■ Records for the exercise ■
PR #27, opened 2021-08-26
Include GIS endpoints in OpenAPI documentation

sgrimm:
There is an explicit list of packages that get scanned by the documentation
generator so it doesn't end up including a bunch of internal classes in the
schema document; needed to add the GSS API package to that list.


sgrimm:
@kallen07 I forgot about this bit of configuration when you were asking me about the doc generation earlier. Sorry you had to waste time figuring this out!

PR #33, opened 2021-09-02
Allow ID wrappers as path variables

sgrimm:
Previously, if we wanted to include an ID value in the URL path, we had to declare
the path variable as `Long` in the controller and then explicitly create an ID
wrapper object.

This was needed because Spring MVC didn't know how to convert a string to an
instance of an ID wrapper class. So the simple fix is to add a constructor to the
wrapper classes that takes a string argument. If the client uses a non-numeric
value, it will fail with HTTP 400 the same way it fails with `Long` parameters.

Update all the controller methods that used to take `Long` arguments to instead
use the appropriate wrapper classes.

This caused us to hit https://github.com/swagger-api/swagger-core/issues/3904 so
upgrade the OpenAPI library to get the fix for that.

### DIFF
--- a/build.gradle.kts
+++ b/build.gradle.kts
@@ -68,7 +68,7 @@ dependencies {
   implementation("com.fasterxml.jackson:jackson-bom:$jacksonVersion")
   implementation("com.fasterxml.jackson.module:jackson-module-kotlin:$jacksonVersion")
   implementation("com.opencsv:opencsv:5.3")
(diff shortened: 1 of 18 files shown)


sgrimm:
In addition to running the test suite, I also tested this by running the seedbank-app Cypress test suite to confirm this doesn't introduce any behavior changes that break the front end.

■ Your instructions ■
Your answer must be the full set of records above, reproduced exactly.

■ Solution to the problem ■
PR #27, opened 2021-08-26
Include GIS endpoints in OpenAPI documentation

sgrimm:
There is an explicit list of packages that get scanned by the documentation
generator so it doesn't end up including a bunch of internal classes in the
schema document; needed to add the GSS API package to that list.


sgrimm:
@kallen07 I forgot about this bit of configuration when you were asking me about the doc generation earlier. Sorry you had to waste time figuring this out!

PR #33, opened 2021-09-02
Allow ID wrappers as path variables

sgrimm:
Previously, if we wanted to include an ID value in the URL path, we had to declare
the path variable as `Long` in the controller and then explicitly create an ID
wrapper object.

This was needed because Spring MVC didn't know how to convert a string to an
instance of an ID wrapper class. So the simple fix is to add a constructor to the
wrapper classes that takes a string argument. If the client uses a non-numeric
value, it will fail with HTTP 400 the same way it fails with `Long` parameters.

Update all the controller methods that used to take `Long` arguments to instead
use the appropriate wrapper classes.

This caused us to hit https://github.com/swagger-api/swagger-core/issues/3904 so
upgrade the OpenAPI library to get the fix for that.

### DIFF
--- a/build.gradle.kts
+++ b/build.gradle.kts
@@ -68,7 +68,7 @@ dependencies {
   implementation("com.fasterxml.jackson:jackson-bom:$jacksonVersion")
   implementation("com.fasterxml.jackson.module:jackson-module-kotlin:$jacksonVersion")
   implementation("com.opencsv:opencsv:5.3")
(diff shortened: 1 of 18 files shown)


sgrimm:
In addition to running the test suite, I also tested this by running the seedbank-app Cypress test suite to confirm this doesn't introduce any behavior changes that break the front end.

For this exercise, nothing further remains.